Cerpen: Hati yang Terluka

Posting Komentar

 Cerpen Hati yang Terluka



Wajahnya tertelungkup, tertutup gerai rambut. Tubuhnya masih meringkuk di atas dipan kamar selama hampir tiga hari ini. Aku sudah mencoba merayunya untuk makan, tetapi ia selalu menolak.

“Makanlah, Dik. Kakak enggak mau kamu bertambah kurus,” ujarku sambil membelai rambut panjangnya.

Ia tetap bergeming.

Kurapikan rambut yang menutupi wajahnya. “Kakak tahu kamu sakit hati, tapi caramu ini hanya akan menambah rasa sakit itu. Dia akan semakin mentertawakanmu.”

Rosa—adik bungsuku yang berumur dua puluh lima tahun—baru saja dikhianati sang sahabat, yang bermain api dengan calon suaminya.

“Kakak mengerti perasaanmu. Toh, Kakak juga pernah mengalaminya sepuluh tahun yang lalu. Kamu harus tetap kuat, Dik. Tunjukkan pada mereka, bahwa kita bukan makhluk yang lemah!”

“Mereka enggak punya hati, Kak.” Rosa berkata lirih—hampir tak terdengar.

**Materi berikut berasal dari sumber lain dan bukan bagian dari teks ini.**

PR #8126, opened 2026-07-31
core/vdbe: fix round() to break exact ties away from zero

iarymov:
## Description

round(x, n) used Rust's default float formatting, which breaks an
exact tie (x times 10 to the n lands exactly on .5) with round half to
even. SQLite breaks the same tie away from zero, so the two disagree on
inputs like round(2.25, 1), where sqlite gives 2.3 and turso gives 2.2.

Fixed by detecting the exact tie case directly instead of trusting the
formatted output. Every f64 decomposes exactly as M times 2 to the k,
so scaling by 10 to the n and splitting 10 into 2 times 5 turns the tie
check into plain u128 integer arithmetic with no floating point
rounding involved. Non-tie inputs are unaffected, they still go through
the old format plus str_to_f64 path.

Tests: scalar-functions.sqltest (tie cases including a negative number
and a subnormal), a differential fuzz test against rusqlite, and a unit
test on the new helper directly.

## Motivation and context

round() diverging from sqlite on exact tie inputs affects anything
relying on decimal rounding compatibility with sqlite, like currency
style rounding at a fixed precision.

## Description of AI Usage

Used Claude Code to work through the fix: identifying the tie breaking
mismatch, implementing the M times 2 to the k decomposition, writing
the sqltest, fuzz, and unit tests, and running the verification suite
(cargo test, clippy, the sqltest conformance runner, diff.sh against
real sqlite3, and make test).

### DIFF
--- a/core/numeric/mod.rs
+++ b/core/numeric/mod.rs
@@ -728,6 +728,44 @@ pub fn str_to_f64(input: impl AsRef<str>) -> Option<StrToF64> {
     })
 }
 
+pub fn round_half_away_from_zero_tie(f: f64, precision: usize) -> Option<f64> {
+    use num_traits::Float;
+
+    let (m, k, sign): (u64, i16, i8) = f.integer_decode();
+    let k = k as i32;
+
+    let precision_i32 = precision as i32;
+    let q = -(k + precision_i32);
+
+    const MAX_TIE_PRODUCT_BITS: i32 = 127;
+    if !(1..=MAX_TIE_PRODUCT_BITS).contains(&q) {
+        return None;
+    }
+
+    let precision_u32 = precision as u32;
+    let five_pow = 5u128.pow(precision_u32);
+    let scaled = (m as u128) * five_pow;
+
+    let low_q_bits = scaled & ((1u128 << q) - 1);
+    let is_tie = low_q_bits == (1u128 << (q - 1));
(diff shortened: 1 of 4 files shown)


PThorpe92 (approved):

PThorpe92:
fmt/CI fixes aside, this LGTM. will merge with green checks

LeMikaelF:
I rebased on main to bring in the fix from https://github.com/tursodatabase/turso/pull/8137

iarymov:
@PThorpe92 @LeMikaelF I looked at the performance benchmark, and at the first glance it has nothing to do with the fix, at least I couldn't find traces of it calling the rounding function anywhere.
To the failed checks, I would assume that the reason is not that the fix is incorrect per se, but that it's not aligned with the js backend tests. I'm not really good at js though I can try to pinpoint the exact issue if needed.
How do u think we should go about it?

iarymov:
@PThorpe92 @LeMikaelF alrighty, I've gathered enough courage to look into the js testing issue, and found it to be pretty straightforward since the problem had had already popped up before and the fix was introduced in [this](https://github.com/tursodatabase/turso/commit/972a26b20a1efc7c27a3c5c132a17a98d22e8590) commit, so I just follow suit here.
And it also seems that the codspeed is no longer hating the fix, so are we good to merge?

Kusentuh bahu Rosa, mengubah posisi tidurnya. Gadis itu akhirnya telentang, hingga bisa kulihat jelas matanya yang sembap. 

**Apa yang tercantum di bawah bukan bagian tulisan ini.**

PR #8127, opened 2026-07-31
fix: wasm32 unknow unknow compilation

roboturso:
## Description

The goal of this PR is to make `cargo build --target wasm32-unknown-unknown -p turso` work in a minimal state. To achieve this, 5 changes were made:

1. Use the [web-time](https://crates.io/crates/web-time) crate, which re-exports `std::time::Instant` on non-wasm targets and uses `Performance::now` on wasm targets (otherwise you get a panic in wasm).
2. Remove `tracing-appender` on wasm, as the crate's functionality is not supported there. It could probably be replaced with [wasm-tracing](https://crates.io/crates/wasm-tracing) if a replacement is wanted.
3. Fix the `getrandom` compilation errors by following their [guidelines](https://docs.rs/getrandom/latest/getrandom/#webassembly-support).
4. Gate `load_extension` in the SDK-kit crate the same way it is gated in core (`core/ext/dynamic.rs`).
5. Filter out `mimalloc` from the wasm build in the end-user Rust crate, as it is not wasm compatible and the wasm build was already discarding its usage.

## Motivation and context

We want to use the Turso Rust crate in wasm (using Rust natively, as our application is also written in Rust and compiled to wasm).

## Description of AI Usage

- Support with compilation errors for more complex things like mimalloc. I am not too familiar with C bindings and such, but it's pretty straightforward to follow Rust compilation errors.
- Help identifying which libraries use `getrandom` and which versions were used.
- Correcting this PR description because I can't spell for shit 😄

---

Forked-from-PR: #8120
Closes: #8120

### DIFF
--- a/.cargo/config.toml
+++ b/.cargo/config.toml
@@ -20,6 +20,12 @@ rustflags = [
   "link-args=-Wl,-undefined,dynamic_lookup,-no_fixup_chains",
 ]
 
+# getrandom 0.3 needs this cfg (https://docs.rs/getrandom/latest/getrandom/#webassembly-support)
+[target.wasm32-unknown-unknown]
+rustflags = [
+    '--cfg=getrandom_backend="wasm_js"',
+]
+
 # To be able to run unit tests on Linux, support compilation to 'x86_64-unknown-linux-gnu'.
 # pthread_key_create() destructors and segfault after a DSO unloading https://sourceware.org/bugzilla/show_bug.cgi?id=21031
 [target.'cfg(all(target_os = "linux", target_env = "gnu"))']
--- a/Cargo.lock
+++ b/Cargo.lock
@@ -2525,11 +2525,13 @@ source = "registry+https://github.com/rust-lang/crates.io-index"
 checksum = "0de51e6874e94e7bf76d726fc5d13ba782deca734ff60d5bb2fb2607c7406555"
 dependencies = [
  "cfg-if",
+ "js-sys",
  "libc",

“Mereka akan menerima akibatnya. Tak ‘kan kubiarkan orang lain menyakitimu.” Aku tersenyum, berusaha menguatkan hatinya.

***

Pagi ini, kubuka tirai jendela kamar Rosa. Sinar mentari menerobos masuk, membuatnya menggeliat.

“Apa kabarmu?” tanyaku.

Rosa tersenyum, mengambil posisi duduk, lalu meraih kotak hitam yang semalam kuberikan padanya. “Terima kasih, Kak. Hari ini aku merasa bahagia.”

Rosa membuka kotak hitam itu, menatap isi di dalamnya dengan senyum kemenangan.

Kududuk di sampingnya, meraih remote kontrol televisi di nakas, lalu menekan tombol berwarna hijau. Menonton berita pagi.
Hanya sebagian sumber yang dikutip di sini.